» **Work task**:
Match on the string "approved" in the entries below and return every matching line.

» **Entries provided**:

========

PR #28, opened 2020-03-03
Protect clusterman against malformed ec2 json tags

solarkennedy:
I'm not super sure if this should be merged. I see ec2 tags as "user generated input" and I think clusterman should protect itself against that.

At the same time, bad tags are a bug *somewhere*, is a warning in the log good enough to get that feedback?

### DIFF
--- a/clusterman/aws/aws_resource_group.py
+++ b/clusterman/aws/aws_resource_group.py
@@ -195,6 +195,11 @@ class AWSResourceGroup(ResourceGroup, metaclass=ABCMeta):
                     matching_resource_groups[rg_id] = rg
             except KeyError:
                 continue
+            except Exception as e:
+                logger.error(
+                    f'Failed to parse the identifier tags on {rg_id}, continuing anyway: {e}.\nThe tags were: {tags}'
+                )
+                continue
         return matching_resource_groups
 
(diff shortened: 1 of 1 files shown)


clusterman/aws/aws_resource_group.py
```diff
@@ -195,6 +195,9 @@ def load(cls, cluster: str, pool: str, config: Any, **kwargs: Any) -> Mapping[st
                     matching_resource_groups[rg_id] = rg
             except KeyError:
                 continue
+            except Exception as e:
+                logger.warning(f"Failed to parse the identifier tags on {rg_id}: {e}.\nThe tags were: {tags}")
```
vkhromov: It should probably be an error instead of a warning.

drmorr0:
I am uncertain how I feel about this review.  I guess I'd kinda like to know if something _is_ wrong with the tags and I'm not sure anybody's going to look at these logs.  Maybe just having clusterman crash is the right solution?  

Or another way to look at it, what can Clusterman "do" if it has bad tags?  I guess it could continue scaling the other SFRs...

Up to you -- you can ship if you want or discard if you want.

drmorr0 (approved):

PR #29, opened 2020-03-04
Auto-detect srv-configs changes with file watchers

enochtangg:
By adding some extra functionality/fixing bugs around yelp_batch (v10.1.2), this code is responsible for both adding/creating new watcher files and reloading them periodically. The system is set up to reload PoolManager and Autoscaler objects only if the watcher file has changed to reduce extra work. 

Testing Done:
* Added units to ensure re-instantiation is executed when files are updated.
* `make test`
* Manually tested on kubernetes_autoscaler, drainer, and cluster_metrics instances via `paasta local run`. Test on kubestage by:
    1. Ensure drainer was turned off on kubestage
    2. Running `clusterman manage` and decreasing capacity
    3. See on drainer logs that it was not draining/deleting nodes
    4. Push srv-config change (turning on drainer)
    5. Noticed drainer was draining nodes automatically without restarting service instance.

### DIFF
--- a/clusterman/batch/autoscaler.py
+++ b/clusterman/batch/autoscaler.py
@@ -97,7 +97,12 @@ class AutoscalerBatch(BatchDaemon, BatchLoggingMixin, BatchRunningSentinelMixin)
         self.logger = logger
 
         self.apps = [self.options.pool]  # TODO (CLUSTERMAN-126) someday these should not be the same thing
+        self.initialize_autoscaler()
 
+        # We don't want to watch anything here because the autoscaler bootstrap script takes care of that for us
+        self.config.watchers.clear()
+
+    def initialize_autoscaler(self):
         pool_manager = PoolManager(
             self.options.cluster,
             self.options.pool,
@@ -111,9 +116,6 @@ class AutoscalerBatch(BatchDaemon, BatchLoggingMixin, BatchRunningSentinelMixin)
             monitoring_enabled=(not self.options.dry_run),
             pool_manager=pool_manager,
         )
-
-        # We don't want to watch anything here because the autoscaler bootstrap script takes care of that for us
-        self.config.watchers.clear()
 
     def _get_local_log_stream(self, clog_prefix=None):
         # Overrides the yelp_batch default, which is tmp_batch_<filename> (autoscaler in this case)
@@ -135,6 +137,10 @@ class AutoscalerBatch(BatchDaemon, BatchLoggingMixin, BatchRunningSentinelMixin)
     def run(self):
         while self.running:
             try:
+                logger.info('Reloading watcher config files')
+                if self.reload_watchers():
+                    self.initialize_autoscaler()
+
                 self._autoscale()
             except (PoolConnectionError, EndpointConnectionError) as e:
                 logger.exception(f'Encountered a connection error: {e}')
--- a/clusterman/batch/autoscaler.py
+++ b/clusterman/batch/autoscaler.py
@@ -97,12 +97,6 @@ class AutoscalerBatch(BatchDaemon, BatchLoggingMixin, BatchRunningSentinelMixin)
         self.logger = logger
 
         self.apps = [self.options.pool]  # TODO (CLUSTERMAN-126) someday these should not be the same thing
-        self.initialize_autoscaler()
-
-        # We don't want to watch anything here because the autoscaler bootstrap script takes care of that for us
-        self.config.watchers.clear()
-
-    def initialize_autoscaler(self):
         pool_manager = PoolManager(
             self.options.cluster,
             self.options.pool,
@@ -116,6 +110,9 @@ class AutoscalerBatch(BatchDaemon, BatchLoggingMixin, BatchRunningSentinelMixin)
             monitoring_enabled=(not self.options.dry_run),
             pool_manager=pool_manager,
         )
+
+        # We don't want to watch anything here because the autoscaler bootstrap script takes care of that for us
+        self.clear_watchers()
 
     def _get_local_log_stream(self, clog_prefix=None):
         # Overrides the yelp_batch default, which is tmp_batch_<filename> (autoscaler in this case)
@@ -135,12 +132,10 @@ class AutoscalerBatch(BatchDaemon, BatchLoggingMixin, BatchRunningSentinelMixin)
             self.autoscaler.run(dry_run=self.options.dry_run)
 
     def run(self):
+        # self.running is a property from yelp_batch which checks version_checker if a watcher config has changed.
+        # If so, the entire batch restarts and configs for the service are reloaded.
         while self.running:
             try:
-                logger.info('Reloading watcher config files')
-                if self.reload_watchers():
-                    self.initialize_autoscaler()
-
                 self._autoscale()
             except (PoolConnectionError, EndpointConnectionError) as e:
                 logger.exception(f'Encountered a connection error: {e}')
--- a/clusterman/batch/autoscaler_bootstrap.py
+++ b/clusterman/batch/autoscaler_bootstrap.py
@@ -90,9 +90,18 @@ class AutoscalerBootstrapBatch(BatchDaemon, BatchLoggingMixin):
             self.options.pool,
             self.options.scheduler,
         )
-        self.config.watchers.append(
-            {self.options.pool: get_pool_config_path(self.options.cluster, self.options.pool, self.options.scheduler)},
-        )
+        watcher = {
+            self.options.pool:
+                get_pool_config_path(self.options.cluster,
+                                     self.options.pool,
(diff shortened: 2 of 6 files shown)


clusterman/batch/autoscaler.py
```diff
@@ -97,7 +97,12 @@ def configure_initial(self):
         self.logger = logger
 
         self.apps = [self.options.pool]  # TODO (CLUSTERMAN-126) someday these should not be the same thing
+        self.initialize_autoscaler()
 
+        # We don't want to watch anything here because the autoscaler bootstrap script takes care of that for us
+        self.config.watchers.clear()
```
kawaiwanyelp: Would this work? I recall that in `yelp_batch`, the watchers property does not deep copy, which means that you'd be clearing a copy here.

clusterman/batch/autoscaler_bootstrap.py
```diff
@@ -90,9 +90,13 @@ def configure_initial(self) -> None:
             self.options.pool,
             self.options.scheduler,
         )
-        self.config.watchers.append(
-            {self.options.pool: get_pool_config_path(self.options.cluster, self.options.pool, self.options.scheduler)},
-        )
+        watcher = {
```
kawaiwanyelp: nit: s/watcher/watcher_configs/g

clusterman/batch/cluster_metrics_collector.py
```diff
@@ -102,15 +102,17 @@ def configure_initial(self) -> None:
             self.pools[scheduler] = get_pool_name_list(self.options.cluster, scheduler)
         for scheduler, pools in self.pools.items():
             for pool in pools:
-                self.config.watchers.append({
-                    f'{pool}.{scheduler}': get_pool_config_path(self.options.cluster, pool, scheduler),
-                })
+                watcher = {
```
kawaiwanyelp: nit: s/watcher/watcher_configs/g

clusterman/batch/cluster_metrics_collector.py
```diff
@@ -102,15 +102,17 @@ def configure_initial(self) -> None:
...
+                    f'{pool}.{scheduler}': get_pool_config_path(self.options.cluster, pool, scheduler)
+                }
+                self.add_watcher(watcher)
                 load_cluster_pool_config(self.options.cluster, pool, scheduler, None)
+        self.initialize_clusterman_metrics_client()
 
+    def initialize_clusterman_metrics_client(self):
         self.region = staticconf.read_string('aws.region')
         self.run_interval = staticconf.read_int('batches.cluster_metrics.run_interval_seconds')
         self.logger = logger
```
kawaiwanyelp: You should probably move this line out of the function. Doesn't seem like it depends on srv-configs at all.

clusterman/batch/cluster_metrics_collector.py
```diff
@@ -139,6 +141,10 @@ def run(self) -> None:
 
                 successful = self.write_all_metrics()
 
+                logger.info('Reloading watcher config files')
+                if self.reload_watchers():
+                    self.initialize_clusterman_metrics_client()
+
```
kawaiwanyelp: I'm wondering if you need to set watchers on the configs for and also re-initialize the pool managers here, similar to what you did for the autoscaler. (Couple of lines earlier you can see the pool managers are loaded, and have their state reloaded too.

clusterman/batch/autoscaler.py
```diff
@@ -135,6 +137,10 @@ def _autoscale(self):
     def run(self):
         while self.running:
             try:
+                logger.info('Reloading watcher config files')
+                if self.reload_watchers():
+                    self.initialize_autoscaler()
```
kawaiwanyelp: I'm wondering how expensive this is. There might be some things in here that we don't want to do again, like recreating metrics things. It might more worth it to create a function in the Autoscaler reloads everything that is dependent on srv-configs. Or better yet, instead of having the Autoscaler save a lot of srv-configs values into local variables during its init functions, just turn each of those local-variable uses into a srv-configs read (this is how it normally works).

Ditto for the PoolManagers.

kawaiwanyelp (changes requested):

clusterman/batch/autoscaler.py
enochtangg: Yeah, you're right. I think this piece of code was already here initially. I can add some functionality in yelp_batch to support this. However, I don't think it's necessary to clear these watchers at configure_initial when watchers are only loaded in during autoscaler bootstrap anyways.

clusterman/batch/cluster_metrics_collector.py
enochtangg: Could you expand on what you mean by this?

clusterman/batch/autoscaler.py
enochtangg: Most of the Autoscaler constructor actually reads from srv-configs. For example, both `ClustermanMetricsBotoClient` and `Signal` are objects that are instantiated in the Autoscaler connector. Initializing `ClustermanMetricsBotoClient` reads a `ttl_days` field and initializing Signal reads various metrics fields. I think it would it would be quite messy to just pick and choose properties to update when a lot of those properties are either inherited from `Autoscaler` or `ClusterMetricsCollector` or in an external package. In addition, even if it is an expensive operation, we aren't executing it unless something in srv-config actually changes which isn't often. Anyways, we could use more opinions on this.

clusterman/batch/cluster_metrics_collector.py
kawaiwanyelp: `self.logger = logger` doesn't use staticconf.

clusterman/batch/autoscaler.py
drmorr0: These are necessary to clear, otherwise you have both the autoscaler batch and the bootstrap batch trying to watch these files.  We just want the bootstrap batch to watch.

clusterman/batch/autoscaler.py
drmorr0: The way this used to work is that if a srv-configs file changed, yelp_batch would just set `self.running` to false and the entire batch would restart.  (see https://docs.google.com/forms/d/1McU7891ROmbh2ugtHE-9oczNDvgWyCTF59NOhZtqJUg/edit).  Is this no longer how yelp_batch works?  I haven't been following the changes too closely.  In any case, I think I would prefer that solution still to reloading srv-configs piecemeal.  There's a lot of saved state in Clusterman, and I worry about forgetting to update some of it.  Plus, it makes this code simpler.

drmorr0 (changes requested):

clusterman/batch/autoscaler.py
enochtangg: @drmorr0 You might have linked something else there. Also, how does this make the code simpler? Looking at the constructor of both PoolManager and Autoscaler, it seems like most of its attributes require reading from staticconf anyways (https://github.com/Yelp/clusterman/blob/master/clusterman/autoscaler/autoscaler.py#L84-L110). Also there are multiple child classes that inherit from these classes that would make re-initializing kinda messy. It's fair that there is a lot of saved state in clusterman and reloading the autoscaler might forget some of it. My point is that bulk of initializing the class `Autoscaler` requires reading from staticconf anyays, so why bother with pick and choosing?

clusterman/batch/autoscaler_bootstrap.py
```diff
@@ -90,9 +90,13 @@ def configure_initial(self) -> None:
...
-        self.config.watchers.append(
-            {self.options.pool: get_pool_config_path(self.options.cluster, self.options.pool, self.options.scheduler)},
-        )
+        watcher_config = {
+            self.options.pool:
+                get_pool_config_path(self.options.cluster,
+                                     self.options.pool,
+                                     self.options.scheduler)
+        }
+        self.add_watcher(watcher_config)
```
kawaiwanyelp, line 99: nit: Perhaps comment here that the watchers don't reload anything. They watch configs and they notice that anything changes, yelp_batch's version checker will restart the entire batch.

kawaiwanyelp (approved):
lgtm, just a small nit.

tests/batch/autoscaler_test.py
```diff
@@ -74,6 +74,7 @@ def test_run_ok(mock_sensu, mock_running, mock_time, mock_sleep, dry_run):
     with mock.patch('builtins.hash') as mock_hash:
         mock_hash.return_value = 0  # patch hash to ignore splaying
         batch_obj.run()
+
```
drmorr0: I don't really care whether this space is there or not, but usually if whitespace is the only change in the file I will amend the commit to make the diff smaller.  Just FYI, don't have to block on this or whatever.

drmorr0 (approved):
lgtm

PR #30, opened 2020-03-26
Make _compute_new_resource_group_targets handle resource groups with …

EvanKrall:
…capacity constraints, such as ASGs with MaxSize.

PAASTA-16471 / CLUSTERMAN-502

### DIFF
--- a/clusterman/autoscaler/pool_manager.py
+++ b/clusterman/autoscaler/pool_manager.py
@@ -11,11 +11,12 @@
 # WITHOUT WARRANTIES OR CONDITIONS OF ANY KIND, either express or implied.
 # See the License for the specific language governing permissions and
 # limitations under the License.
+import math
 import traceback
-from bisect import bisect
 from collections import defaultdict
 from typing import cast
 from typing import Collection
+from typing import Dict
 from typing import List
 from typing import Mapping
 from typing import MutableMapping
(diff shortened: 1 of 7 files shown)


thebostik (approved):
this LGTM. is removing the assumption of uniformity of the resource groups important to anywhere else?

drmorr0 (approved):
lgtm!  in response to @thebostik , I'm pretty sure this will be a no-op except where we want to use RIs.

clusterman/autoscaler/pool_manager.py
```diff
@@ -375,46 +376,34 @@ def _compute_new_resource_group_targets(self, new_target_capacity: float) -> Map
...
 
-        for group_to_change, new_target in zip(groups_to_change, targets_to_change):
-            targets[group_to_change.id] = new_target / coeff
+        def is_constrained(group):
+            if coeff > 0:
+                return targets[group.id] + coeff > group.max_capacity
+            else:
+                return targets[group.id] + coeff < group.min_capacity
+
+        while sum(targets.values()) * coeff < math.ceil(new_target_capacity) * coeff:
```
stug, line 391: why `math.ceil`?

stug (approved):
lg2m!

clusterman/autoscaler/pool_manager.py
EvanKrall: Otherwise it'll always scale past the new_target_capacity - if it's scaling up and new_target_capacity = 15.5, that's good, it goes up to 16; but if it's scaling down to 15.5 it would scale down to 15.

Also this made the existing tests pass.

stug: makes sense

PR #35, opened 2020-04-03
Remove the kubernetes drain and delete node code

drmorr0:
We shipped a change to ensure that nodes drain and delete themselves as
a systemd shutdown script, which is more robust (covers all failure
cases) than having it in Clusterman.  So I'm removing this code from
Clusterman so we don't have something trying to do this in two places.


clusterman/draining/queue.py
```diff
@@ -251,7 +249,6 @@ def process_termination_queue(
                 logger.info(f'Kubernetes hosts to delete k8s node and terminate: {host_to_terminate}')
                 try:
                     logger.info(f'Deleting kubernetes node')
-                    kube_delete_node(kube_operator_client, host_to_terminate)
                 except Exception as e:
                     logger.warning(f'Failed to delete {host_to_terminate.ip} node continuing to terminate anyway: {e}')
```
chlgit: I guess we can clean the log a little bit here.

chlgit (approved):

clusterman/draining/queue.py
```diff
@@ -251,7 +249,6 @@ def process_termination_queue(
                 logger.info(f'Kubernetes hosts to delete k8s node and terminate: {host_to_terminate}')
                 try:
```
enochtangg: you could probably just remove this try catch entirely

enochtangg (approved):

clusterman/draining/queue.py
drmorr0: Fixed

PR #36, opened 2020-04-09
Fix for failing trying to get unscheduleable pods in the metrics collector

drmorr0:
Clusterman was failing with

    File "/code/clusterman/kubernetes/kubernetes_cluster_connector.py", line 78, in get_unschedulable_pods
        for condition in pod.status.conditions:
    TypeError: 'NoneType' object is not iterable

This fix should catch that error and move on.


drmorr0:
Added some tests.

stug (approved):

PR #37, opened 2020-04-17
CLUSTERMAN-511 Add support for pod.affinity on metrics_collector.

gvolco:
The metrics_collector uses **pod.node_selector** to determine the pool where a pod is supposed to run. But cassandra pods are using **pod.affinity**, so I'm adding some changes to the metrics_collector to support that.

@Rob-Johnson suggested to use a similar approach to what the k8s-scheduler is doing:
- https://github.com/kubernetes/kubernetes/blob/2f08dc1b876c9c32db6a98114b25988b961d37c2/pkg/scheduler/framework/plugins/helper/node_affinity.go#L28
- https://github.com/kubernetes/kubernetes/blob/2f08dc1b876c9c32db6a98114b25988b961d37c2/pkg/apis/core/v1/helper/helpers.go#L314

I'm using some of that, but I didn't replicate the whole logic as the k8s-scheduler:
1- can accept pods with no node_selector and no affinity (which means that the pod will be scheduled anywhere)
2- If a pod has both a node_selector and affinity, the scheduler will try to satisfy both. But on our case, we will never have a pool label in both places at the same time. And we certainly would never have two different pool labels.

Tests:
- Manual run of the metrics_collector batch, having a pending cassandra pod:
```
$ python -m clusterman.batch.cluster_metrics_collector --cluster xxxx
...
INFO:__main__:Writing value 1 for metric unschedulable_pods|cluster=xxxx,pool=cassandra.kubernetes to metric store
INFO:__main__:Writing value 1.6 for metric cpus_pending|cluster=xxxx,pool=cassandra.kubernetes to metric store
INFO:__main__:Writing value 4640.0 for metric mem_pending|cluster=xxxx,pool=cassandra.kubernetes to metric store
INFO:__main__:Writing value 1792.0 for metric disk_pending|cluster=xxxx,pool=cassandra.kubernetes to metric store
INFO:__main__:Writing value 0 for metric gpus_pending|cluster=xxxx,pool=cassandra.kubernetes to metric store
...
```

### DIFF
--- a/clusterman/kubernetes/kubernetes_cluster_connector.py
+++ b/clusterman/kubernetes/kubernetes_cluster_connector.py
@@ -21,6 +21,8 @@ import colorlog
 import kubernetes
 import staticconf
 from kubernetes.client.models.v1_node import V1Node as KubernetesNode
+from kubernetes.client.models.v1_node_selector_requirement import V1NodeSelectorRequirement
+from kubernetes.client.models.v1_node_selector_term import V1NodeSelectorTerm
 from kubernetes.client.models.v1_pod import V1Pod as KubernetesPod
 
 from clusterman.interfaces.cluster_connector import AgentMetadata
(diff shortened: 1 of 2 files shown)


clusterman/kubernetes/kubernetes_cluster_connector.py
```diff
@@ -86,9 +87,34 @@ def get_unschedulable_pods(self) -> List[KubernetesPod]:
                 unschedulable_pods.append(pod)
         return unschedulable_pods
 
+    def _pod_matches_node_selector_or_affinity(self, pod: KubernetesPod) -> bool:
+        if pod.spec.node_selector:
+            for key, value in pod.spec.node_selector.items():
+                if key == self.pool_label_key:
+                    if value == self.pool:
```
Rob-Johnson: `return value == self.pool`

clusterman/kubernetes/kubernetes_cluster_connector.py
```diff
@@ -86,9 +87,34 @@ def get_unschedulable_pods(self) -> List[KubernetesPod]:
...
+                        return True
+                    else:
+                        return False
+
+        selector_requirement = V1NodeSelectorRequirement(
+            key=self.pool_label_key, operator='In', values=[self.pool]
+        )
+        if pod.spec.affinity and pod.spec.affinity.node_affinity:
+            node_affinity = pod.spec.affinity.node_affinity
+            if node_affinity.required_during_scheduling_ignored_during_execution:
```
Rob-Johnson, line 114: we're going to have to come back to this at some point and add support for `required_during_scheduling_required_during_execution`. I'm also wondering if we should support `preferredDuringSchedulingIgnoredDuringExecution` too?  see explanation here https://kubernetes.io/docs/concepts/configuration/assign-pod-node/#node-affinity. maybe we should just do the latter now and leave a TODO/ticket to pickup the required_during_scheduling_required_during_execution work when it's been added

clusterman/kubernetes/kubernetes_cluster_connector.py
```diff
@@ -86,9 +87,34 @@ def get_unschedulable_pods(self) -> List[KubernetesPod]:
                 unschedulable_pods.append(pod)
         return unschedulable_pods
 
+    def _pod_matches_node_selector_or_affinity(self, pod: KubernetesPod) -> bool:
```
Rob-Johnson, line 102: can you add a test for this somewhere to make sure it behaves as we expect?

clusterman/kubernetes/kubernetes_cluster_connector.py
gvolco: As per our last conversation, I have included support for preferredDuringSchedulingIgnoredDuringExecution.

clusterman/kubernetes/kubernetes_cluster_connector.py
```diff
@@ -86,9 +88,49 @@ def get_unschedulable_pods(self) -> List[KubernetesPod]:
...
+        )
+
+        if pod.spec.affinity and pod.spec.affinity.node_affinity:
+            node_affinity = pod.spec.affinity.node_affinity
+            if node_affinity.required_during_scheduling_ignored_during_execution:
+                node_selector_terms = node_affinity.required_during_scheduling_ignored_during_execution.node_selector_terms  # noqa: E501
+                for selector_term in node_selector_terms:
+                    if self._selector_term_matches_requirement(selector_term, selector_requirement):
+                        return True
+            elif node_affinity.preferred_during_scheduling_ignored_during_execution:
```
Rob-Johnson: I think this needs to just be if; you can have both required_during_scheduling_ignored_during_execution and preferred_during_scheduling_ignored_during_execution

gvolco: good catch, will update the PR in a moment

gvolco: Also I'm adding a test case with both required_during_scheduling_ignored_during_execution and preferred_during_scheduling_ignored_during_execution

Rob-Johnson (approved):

========

» **Problem solution**:
drmorr0 (approved):
kawaiwanyelp (approved):
drmorr0 (approved):
thebostik (approved):
drmorr0 (approved):
stug (approved):
chlgit (approved):
enochtangg (approved):
stug (approved):
Rob-Johnson (approved):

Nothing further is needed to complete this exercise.